* [Task brief]
All lines from the opening of the data to the line containing "This moves only" must be returned unchanged, and only those lines.

* [Provided records]
+++++
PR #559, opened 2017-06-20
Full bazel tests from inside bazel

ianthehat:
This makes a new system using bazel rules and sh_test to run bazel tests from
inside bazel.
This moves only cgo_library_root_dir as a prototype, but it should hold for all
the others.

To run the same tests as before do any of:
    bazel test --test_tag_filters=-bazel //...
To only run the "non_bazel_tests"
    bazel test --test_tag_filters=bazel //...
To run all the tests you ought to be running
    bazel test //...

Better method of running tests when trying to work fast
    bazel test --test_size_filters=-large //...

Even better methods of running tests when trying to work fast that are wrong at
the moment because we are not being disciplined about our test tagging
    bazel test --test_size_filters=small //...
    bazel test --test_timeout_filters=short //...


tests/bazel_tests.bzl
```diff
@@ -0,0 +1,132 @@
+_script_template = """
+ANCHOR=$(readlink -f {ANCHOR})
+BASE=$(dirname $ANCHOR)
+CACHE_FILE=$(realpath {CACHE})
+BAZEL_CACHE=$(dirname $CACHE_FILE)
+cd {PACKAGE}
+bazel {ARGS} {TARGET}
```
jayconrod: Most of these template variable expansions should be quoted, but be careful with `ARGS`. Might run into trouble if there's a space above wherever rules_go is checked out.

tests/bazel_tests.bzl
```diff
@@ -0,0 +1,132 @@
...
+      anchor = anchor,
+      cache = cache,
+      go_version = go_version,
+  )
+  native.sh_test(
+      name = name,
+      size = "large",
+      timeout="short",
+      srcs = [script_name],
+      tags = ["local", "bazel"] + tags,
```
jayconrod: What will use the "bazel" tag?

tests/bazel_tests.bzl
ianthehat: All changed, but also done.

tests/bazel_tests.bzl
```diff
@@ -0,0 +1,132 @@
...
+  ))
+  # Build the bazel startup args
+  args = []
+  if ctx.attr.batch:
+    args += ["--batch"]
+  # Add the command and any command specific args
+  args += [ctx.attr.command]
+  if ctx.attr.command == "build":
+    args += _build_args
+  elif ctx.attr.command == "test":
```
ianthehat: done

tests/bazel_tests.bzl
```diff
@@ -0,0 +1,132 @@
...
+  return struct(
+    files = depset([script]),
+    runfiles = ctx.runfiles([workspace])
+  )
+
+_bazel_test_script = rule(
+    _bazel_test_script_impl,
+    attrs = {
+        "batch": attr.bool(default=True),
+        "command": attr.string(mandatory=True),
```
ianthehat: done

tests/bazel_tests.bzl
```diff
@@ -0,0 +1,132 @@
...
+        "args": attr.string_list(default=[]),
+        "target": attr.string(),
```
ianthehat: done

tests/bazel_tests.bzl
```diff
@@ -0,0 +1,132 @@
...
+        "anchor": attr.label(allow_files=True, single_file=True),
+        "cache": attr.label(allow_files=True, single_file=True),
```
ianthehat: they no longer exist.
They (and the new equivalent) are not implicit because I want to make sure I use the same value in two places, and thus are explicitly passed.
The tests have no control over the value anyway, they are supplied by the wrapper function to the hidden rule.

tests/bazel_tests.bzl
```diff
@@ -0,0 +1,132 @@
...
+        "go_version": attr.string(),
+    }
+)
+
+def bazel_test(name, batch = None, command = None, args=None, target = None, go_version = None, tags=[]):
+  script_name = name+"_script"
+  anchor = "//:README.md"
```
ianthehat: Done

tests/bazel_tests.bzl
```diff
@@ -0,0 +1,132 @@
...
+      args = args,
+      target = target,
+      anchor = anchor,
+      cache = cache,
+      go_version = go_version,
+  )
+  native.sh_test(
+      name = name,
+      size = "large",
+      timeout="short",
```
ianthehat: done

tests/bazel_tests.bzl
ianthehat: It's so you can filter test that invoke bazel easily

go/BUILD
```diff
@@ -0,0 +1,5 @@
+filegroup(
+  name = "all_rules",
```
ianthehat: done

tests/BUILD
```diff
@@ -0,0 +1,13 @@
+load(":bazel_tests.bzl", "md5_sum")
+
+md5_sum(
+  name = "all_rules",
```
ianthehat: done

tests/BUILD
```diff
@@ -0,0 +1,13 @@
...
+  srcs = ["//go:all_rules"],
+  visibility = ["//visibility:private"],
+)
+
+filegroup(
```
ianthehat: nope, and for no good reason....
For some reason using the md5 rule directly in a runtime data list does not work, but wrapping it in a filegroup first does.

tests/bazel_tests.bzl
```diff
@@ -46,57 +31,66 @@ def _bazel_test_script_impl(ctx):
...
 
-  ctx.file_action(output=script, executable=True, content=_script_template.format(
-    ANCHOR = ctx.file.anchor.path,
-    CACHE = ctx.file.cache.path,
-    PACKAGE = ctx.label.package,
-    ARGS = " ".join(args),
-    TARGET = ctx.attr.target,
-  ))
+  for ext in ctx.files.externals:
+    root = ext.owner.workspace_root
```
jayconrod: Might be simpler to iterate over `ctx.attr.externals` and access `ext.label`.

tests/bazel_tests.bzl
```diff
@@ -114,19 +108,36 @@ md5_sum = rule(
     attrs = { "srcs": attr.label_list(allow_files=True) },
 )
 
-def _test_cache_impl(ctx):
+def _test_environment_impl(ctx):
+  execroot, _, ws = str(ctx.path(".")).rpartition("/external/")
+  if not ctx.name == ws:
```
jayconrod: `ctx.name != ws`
+++++
* [Result of this exercise]
PR #559, opened 2017-06-20
Full bazel tests from inside bazel

ianthehat:
This makes a new system using bazel rules and sh_test to run bazel tests from
inside bazel.
This moves only cgo_library_root_dir as a prototype, but it should hold for all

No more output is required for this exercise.